Kaba, Hungary, April 15, 1857, contained
organic matter "analagous to fossil waxes."
Or limestone:
Of the block of limestone which was reported to have fallen at
Middleburg, Florida, it is said (_Science_, 11-118) that, though
something had been seen to fall in "an old cultivated field," the
witnesses who ran to it picked up something that "had been upon the
ground in the first place." The writer who tells us this, with the usual
exclusion-imagination known as stupidity, but unjustly, because there is
no real stupidity, thinks he can think of a good-sized stone that had
for many years been in a cultivated field, but that had never been seen
before--had never interfered with plowing, for instance. He is earnest
and unjarred when he writes that this stone weighs 200 pounds. My own
notion, founded upon my own experience in seeing, is that a block of
stone weighing 500 pounds might be in one's parlor twenty years,
virtually unseen--but not in an old cultivated field, where it
interfered with plowing--not anywhere--if it interfered.

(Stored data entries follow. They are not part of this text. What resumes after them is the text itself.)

PR #973, opened 2023-04-23
Allow for Multiple CrvCoincidenceCollections

AndrewEdmonds11:
@oksuzian is studying the CRV reconstruction with different PE thresholds and was running into various issues including missing MC information. These issues were appearing at later stages but were due to the fact that we are only taking a single ```CrvCoincidenceCollection``` in ```SelectRecoMCs``` and ```compressRecoMCs```.

In this PR I've updated these modules to be able to take multiple ```CrvCoincidenceCollections```. The names of the output collections change from:

```
mu2e::CrvCoincidenceClusterMCs_compressRecoMCs__Reconstruct.
mu2e::CrvCoincidenceClusters_SelectRecoMC__Reconstruct.
```
to 
```
mu2e::CrvCoincidenceClusterMCs_compressRecoMCs_CrvCoincidenceClusterMatchMC_Reconstruct.
mu2e::CrvCoincidenceClusters_SelectRecoMC_CrvCoincidenceClusterFinder_Reconstruct.
```
which could have some downstream effects. There will be corresponding PRs in Production and TrkAna for these but there may be other places that need changing.

I've tested these updates by running reco and TrkAna on 10 events of  dig.mu2e.CeEndpointMix2BBSignal.MDC2020r_perfect_v1_0.art both with and without additional ```CrvCoincidenceCollections``` and everything seems to work.

Let me know if you have any questions / comments

### DIFF
--- a/CommonMC/src/SelectRecoMC_module.cc
+++ b/CommonMC/src/SelectRecoMC_module.cc
@@ -67,7 +67,7 @@ namespace mu2e {
         fhicl::Atom<bool> useSHFC                 { Name("UseStrawHitFlagCollection"),                  Comment("Use the StrawHitFlag collection"), false};
         fhicl::Atom<art::InputTag> PP             { Name("PrimaryParticle"),                  Comment("PrimaryParticle")};
         fhicl::Atom<art::InputTag> CCC            { Name("CaloClusterCollection"),          Comment("CaloClusterCollection")};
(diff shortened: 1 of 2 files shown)


kutschke:
@FNALbuild run build test with Mu2e/Production#244

kutschke:
@AndrewEdmonds11  Did you expect these failures even when the matching PR from Production is included?

AndrewEdmonds11:
Hi Rob, I guess I need to propagate the new collection names to other fhicl files. I'll get to it soon

kutschke (approved):

PR #1437, opened 2025-03-16
good run list

rlcee:
Start the good run list as described (mostly) in doc 46571.  See also [wiki page](https://mu2ewiki.fnal.gov/wiki/Goodruns).  This should have no effect on validation.

### DIFF
--- a/DbService/inc/GrlBit.hh
+++ b/DbService/inc/GrlBit.hh
@@ -1,0 +1,42 @@
+#ifndef DbService_GrlBit_hh
+#define DbService_GrlBit_hh
+
+// definition of a bits that can be set within a given word
+
+#include <iostream>
+#include <string>
+#include <vector>
+
+namespace mu2e {
+
+class GrlBit {
+ public:
+  typedef std::vector<GrlBit> BitVec;
+
+  GrlBit(std::string const& name, std::string const& bitname, int bitnumber,
+         std::string const& description = "",
+         std::string const& create_time = "",
+         std::string const& create_user = "") :
+      _name(name),
+      _bitname(bitname), _bitnumber(bitnumber), _description(description),
+      _create_time(create_time), _create_user(create_user) {}
+
+  std::string const& name() const { return _name; }
+  std::string const& bitname() const { return _bitname; }
+  int bitnumber() const { return _bitnumber; }
+  std::string const& description() const { return _description; }
+  std::string const& createTime() const { return _create_time; }
+  std::string const& createUser() const { return _create_user; }
+
+ private:
+  std::string _name;
+  std::string _bitname;
+  int _bitnumber;
+  std::string _description;
+  std::string _create_time;
+  std::string _create_user;
+};
+
+}  // namespace mu2e
+
+#endif
--- a/DbService/inc/GrlHeader.hh
+++ b/DbService/inc/GrlHeader.hh
@@ -1,0 +1,39 @@
+#ifndef DbService_GrlHeader_hh
+#define DbService_GrlHeader_hh
+
+// holds a defintion of a goodrun list - name, etc
+// locked==0 is unlocked, locked >0 is locked
+
+#include <iostream>
+#include <string>
+#include <vector>
+
+namespace mu2e {
+
+class GrlHeader {
+ public:
+  typedef std::vector<GrlHeader> HeaderVec;
+  GrlHeader(const std::string& name, int locked = 0, int lid = -1,
+            std::string const& create_time = "",
+            std::string const& create_user = "") :
+      _name(name),
+      _locked(locked), _lid(lid), _create_time(create_time),
+      _create_user(create_user) {}
+  const std::string& name() const { return _name; }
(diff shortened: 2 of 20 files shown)


DbService/inc/GrlBit.hh
```diff
@@ -0,0 +1,42 @@
...
+  std::string const& bitname() const { return _bitname; }
+  int bitnumber() const { return _bitnumber; }
+  std::string const& description() const { return _description; }
+  std::string const& createTime() const { return _create_time; }
+  std::string const& createUser() const { return _create_user; }
+
+ private:
+  std::string _name;
+  std::string _bitname;
+  int _bitnumber;
```
brownd1978, line 34: Is bitnumber intended to be an index into a bitfield? If so, what would a negative value mean?

brownd1978 (commented):
There seems to be a lot of overlap in functionality between good run bits and the existing [bitfield class](https://github.com/Mu2e/Offline/blob/main/GeneralUtilities/inc/BitMap.hh). Is there a reason that couldn't be reused here?

rlcee:
> There seems to be a lot of overlap in functionality between good run bits and the existing [bitfield class](https://github.com/Mu2e/Offline/blob/main/GeneralUtilities/inc/BitMap.hh). Is there a reason that couldn't be reused here?

I admit I forgot about this class, but the GRL bits needs to be dynamic, you can create one then use it immediately, but the bit class requires a static, compiled list of bit definitions.
>The detail class must contain an enum named bit_type

DbService/inc/GrlBit.hh
rlcee: The database does not have a unsigned int, only an int. I prefer to let the code reflect that.  I throw an error if the high bit might be set

DbService/inc/GrlHeader.hh
```diff
@@ -0,0 +1,39 @@
...
+#include <iostream>
+#include <string>
+#include <vector>
+
+namespace mu2e {
+
+class GrlHeader {
+ public:
+  typedef std::vector<GrlHeader> HeaderVec;
+  GrlHeader(const std::string& name, int locked = 0, int lid = -1,
```
brownd1978, line 16: what use case do you imagine requires everything except name have default (non-functional) values? Would it be better to have a default (no argument) constructor, and one that requires all fields be set?

DbService/inc/GrlHeader.hh
```diff
@@ -0,0 +1,39 @@
...
+            std::string const& create_time = "",
+            std::string const& create_user = "") :
+      _name(name),
+      _locked(locked), _lid(lid), _create_time(create_time),
+      _create_user(create_user) {}
+  const std::string& name() const { return _name; }
+  int locked() const { return _locked; }
```
brownd1978, line 23: What is the use case for locking a good run list? Is the implication that grl are 'mutable' unless locked? Does that refer to anything besides extension (ie is actual definition intended to be mutable)?  Who will be allowed to lock/unlock a grl and what mechanism do you forsee for controlling that?

DbService/inc/GrlTool.hh
```diff
@@ -0,0 +1,69 @@
...
+ public:
+  GrlTool();
+
+  // define a quality word
+  int defineWord(const std::string& name, const std::string& desc = "");
+  // define bits within the word
+  int defineBit(const std::string& name, const std::string& bitname,
+                const std::string& desc = "");
+  // set quality bits for a word, if bits is empty, then no bits set, all good
+  int setBits(const std::string& name, const DbIoV& iov,
```
brownd1978, line 29: Do you intend this interface allowing creation/definition of grl bits to be open to all? If not, how do you forsee administering access?

brownd1978 (commented):
more questions inline

DbService/inc/GrlHeader.hh
rlcee: The idea is that an unlocked GRL can be extended, but not contracted, for the use case of incoming data, for example "good for pass1" or "good for calibration".   An example for locking a GRL is to fix the list permanently for APS 2026, for example, or 10% e- publication.  There is no unlocking function. (trivial to create new version tho).

DbService/inc/GrlTool.hh
rlcee: Database write access is determined by the user, who has to have a kerberos identity and a database account with the right privilege.  Currently, only mu2epro can write, but I imagine an online shift or ops account would be another obvious candidate.  Maybe certain people from analysis groups.  As it is now, anyone with write access can write to any GRL, but if there is a need to narrow privileges, we can do that. Most errors could be repaired by an admin too.

DbService/inc/GrlHeader.hh
rlcee: you are right, there are no general use cases so I reduced it to more logical pair

tedeschi (approved):
Code base looks fine to me to start.  I checked my expected usage via the wiki page descriptions more than the code details.

PR #1442, opened 2025-03-19
Remove otsdaq-mu2e dependency

eflumerf:


matthewstortini:
@rlcee @brownd1978 we need this merged before we make the new tag we discussed in slack.

PR #1455, opened 2025-04-03
p075 for new adcm and kinkal

rlcee:
New dependencies:
artdaq-core-mu2e v5_00_00
kinkal v3.1.7
tested for basic functionality


brownd1978:
@FNALbuild run build test with Mu2e/Production#417

PR #1456, opened 2025-04-04
new CRV geometry and prolog

ehrlich-uva:
1. Added new CRV geometry (v10) and prologs (v12). 
2. New geometry still needs to be tested for overlaps.
3. Default geometry is still v09. Default prologs are still v11.
4. New geometry is incompatible with old art files, since it has a different number of channels.
5. Based on latest crv_parameter.xlsx.
6. Needs completely new set of database entries for channel map, light yields, calibration constants, channel status, since the number of channels has changed.


brownd1978 (approved):

ehrlich-uva:
@brownd1978 Could you please add @AndrewEdmonds11 as a reviewer, because I needed to make some changes to the STM geometry (to remove the dependency of the STM location from the location of the CRV-D).

ehrlich-uva:
@brownd1978 Could you please also add @oksuzian  as a reviewer?

Mu2eG4/geom/STM_v08.txt
```diff
@@ -22,6 +22,8 @@ bool   stm.SScollimator.liner.build   = false;
 bool   stm.detector.stand.build       = false;
 bool   stm.shield.build               = true;
 
+//STM reference point that was previously calculated automatically based on the CRV-D location
+double stm.referenceZ = 18766.81;
```
AndrewEdmonds11, line 26: Just to ask how you got the number: did you just print out the value of ```z_crv_max``` in ```STMMaker```, or something else?

AndrewEdmonds11 (approved):
Thanks for making the change to the STM reference point, Ralf! I just have one question in-line but otherwise it all looks good to me

Mu2eG4/geom/STM_v08.txt
ehrlich-uva: Yes, that's exactly what I did. I printed out the value and used it in the txt file.

ehrlich-uva:
The recent commits did the following
1. Removed all overlaps.
2. Added channel map for new geometry.
3. Added text files for the database entries (light yields, calibration constants, channel status) for the new geometry.
4. Added a new geom_common_crv_v10.txt that uses the current geom_common, but updates the CRV geometry.

The remaining tasks are
1. Switching to the new geometry (which will break backward compatibility).
2. Switching to the new prologs.
3. Adding the database text files to the official database and change the default settings so that the new database entries will be used.

Mu2eG4/src/constructSTM.cc
```diff
@@ -124,20 +124,6 @@ namespace mu2e {
...
-    CLHEP::Hep3Vector   crvd_position    = CRS->getSectorPosition("D");
-    const double z_crv_max = crvd_position.z() + crvd_halflengths[2];
-
-    // Create a reference position (most things in the STM geometry will be defined w.r.t. this position)
-    // Our reference z is the downstream edge of the CRV
-    const G4ThreeVector stmReferencePositionInMu2e(dsP.x(),
-                                                    0.0,
-                                                    z_crv_max );
-    const G4ThreeVector stmReferencePositionInParent = stmReferencePositionInMu2e - parentCenterInMu2e;
-
```
ehrlich-uva, line 140: This section of the code was used to fill a variable that was not used anywhere in the code.

brownd1978:
Can you check whether default Offline can still read MDC2020 data with these changes? If so we can merge it now.

ehrlich-uva:
I double checked the changes and also tested several art file. I found that this PR does not prevent us from reading older art files.

PR #1466, opened 2025-04-14
p074 envset

rlcee:
This will change the envset to p074, which points to art 3.1.5.  This should fix the problem with xrootd not accepting tokens.
A validation test with 2k reco events shows no difference. A test with 1k ceSimReco shows compatible but not identical results, and is shown [here](https://mu2e.fnal.gov/atwork/computing/ops/val/plots/temp/ce/result.html)

### DIFF
--- a/.muse
+++ b/.muse
@@ -1,5 +1,5 @@
 # prefer to build with this environment
-ENVSET p074
+ENVSET p076
 # add Offline/bin to path
 PATH bin
 # recent commits can take enforce these flags
--- a/.muse
+++ b/.muse
@@ -1,5 +1,5 @@
 # prefer to build with this environment
-ENVSET p075
+ENVSET p074
 # add Offline/bin to path
 PATH bin
 # recent commits can take enforce these flags


brownd1978 (commented):
Why go backwards?

rlcee:
> Why go backwards?

For the last several envset changes, I'd make two envsets, one in art 3.1.5 and one as a tweak to current 3.1.4 .  So p074 is the same as p075, except for this and few other minor differences.  I did it this way to keep the current head as the highest number envset, which muse defaults to in certain rare-ish cases.  One could argue that I should copy p074 to p076 for the same reason.  This would trigger more spack work, depending on your tolerances for misaligned labels.  To me it was a toss-up.  One could also consider that adcm was just tagged, so we are heading to a new envset soon anyway.  Let me know what you want to do.

brownd1978:
I am probably missing something in this pattern. Please give me a number to call you at so we can discuss.

brownd1978 (approved):

PR #1469, opened 2025-04-16
open intervals

rlcee:
By request, add capability for managing db conditions content with open intervals.  This is for convenience in supplemental work, and will not be used in production. Documentation will be added in the [wiki](https://mu2ewiki.fnal.gov/wiki/OpenIntervals)


rlcee:
@FNALbuild run build test

brownd1978 (approved):

PR #1472, opened 2025-04-17
Add SurfaceSteps to product mixer

brownd1978:
This won't be needed for regular mixing but could be useful with cosmic resampling. coupled with [Production PR #422](https://github.com/Mu2e/Production/pull/422)


brownd1978:
@FNALbuild run build test with Mu2e/Production#422

PR #1475, opened 2025-04-25
Add additional compile-time flag for updated spack-mpd build

eflumerf:


gianipez (approved):

gianipez:
Hi @brownd1978 , this PR seems quite smooth... shall we merge it?

rlcee (approved):
I'd be curious why this is needed now.
I see this gets turned on by "VIGILANT", but so are some other items.
Eric and I synced the flags between Muse and cmake a while ago, but I think maybe we missed this.  In any case, this change brings the two a bit closer together.  
This makes some of the other flags obsolete.
I believe it will reduce warning coverage a little.

PR #1476, opened 2025-04-29
fcl-based mapping of tracker panel identification

edcallaghan:
Offline data structures and conditions databases have historically labeled individual panels using pair of integers, enumerating planes in the tracker and panels within each plane, constituting a "mostly geographic" system; this is based on the nomenclature of DocDB-888. Each panel is read out by an individual "DTC link," which is a pair identifying DTCs within the computing system, and a channel within each DTC. The data payload from the tracker will label each hit by the panel's so-called ``Minnesota number,'' which is uncorrelated with both the geometry and readout channeling of the detector. Thus, data read out from the digi contain redundant panel-level information (the Minnesota number and DTC channeling), which must be translated into geographic coordinates for downstream analysis.

PR #1402 implements a deserialization routine for tracker digis and contains a fixed mapping from a few DTC channels to geographic coordinates. This PR generalizes that translation into a two-stage mapping derived from fcl: i) nominally, Minnesota numbers are translated into geographic coordinates, but; ii) an invalid Minnesota number in the data causes a second lookup in an optional table mapping DTC channeling and geographic coordinates (retaining a flag that the payload containing this digi is known to contain a mistake, i.e. the bad MN number). The Minnesota number is used as the primary key because it will be stored in persistent ROM on the frontend, and hence will not be susceptible to e.g. errors introduced by rearranging fibers/computers.

Try as I might, I could not construct a fhicl schema which would tolerate tables with keys not known at runtime, so all maps are written in fcl as tuples, from which maps are constructed in the deserialization module.

This PR should be merged after #1402 to preserve authorship and allow for a cleaner diff.


rlcee:
CRV and cal have this functionality implemented in the conditions service framework, like [here](https://github.com/Mu2e/Offline/blob/3c0bbbc2bcd695ec806bb0533436b0aa8e24d82b/DAQ/src/CRVDigisFromDataDecoders_module.cc#L164).  This code currently reads text files to define the conversion.

edcallaghan:
I didn't make a point of it in this PR, but the fcl interface, specifically, is only meant as a temporary measure to give us flexibility in decoding data from different test stands / tracker stations "today." We definitely will want something else as we approach having a single, static detector, and I don't currently have a preference between text-/db-based and/or moving the functionality into the data format codespace.

brownd1978:
The PR addresses shortcomings of the original PR (1402). It is intended as a stopgap to allow detector work to continue while code development proceeds. I agree with the comments about long-term solutions, but those are outside the scope of this PR, which is to provide code which meets Offline standards. I would appreciate your review from that perspective.

brownd1978:
Note 2 tests failed in the CI. cmake is failing with:
File /scratch/workspace/GitHubPRTests/mu2e-offline-build-test/Offline/DAQ/src/StrawDigisFromArtdaqFragments_module.cc is not defined in CMakeLists.txt!
File /scratch/workspace/GitHubPRTests/mu2e-offline-build-test/Offline/DAQ/src/StrawRecoFromArtdaqFragments_module.cc defined in CMakeLists.txt but not found in directory!
Job completed with failure.

There are also 20+ clang-tidy errors associated with the use of Trace. Addressing those are beyond the scope of this PR, but  it needs to be addressed eventually.

edcallaghan:
@FNALbuild run build test

eflumerf (approved):
This is fine for now, but an Issue should be opened to make sure that the channel-mapping is done in a way that satisfies all parties, and consistently across subsystems.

Dr. Hahn said that he had found fossils in meteorites. There is a
description of the corals, sponges, shells, and crinoids, all of them
microscopic, which he photographed, in _Popular Science_, 20-83.
Dr. Hahn was a well-known scientist. He was better known after that.
Anybody may theorize upon other worlds and conditions upon them that are
similar to our own conditions: if his notions be presented undisguisedly
as fiction, or only as an "interesting hypothesis," he'll stir up no
prude rages.
But Dr. Hahn said definitely that he had found fossils in specified
meteorites: also he published photographs of them. His book is in the
New York Public Library. In the reproductions every feature of some of
the little shells is plainly marked. If they're not shells, neither are
things under an oyster-counter. The striations are very plain: one sees
even the hinges where bivalves are joined.
Prof. Lawrence Smith (_Knowledge_, 1-258):
"Dr. Hahn is a kind of half-insane man, whose imagination has run away
with him."
Conservation of Continuity.
Then Dr. Weinland examined Dr. Hahn's specimens. He gave his opinion
that they are fossils and that they are not crystals of enstatite, as
asserted by Prof. Smith, who had never seen them.
The damnation of denial and the damnation of disregard:
After the publication of Dr. Weinland's findings--silence.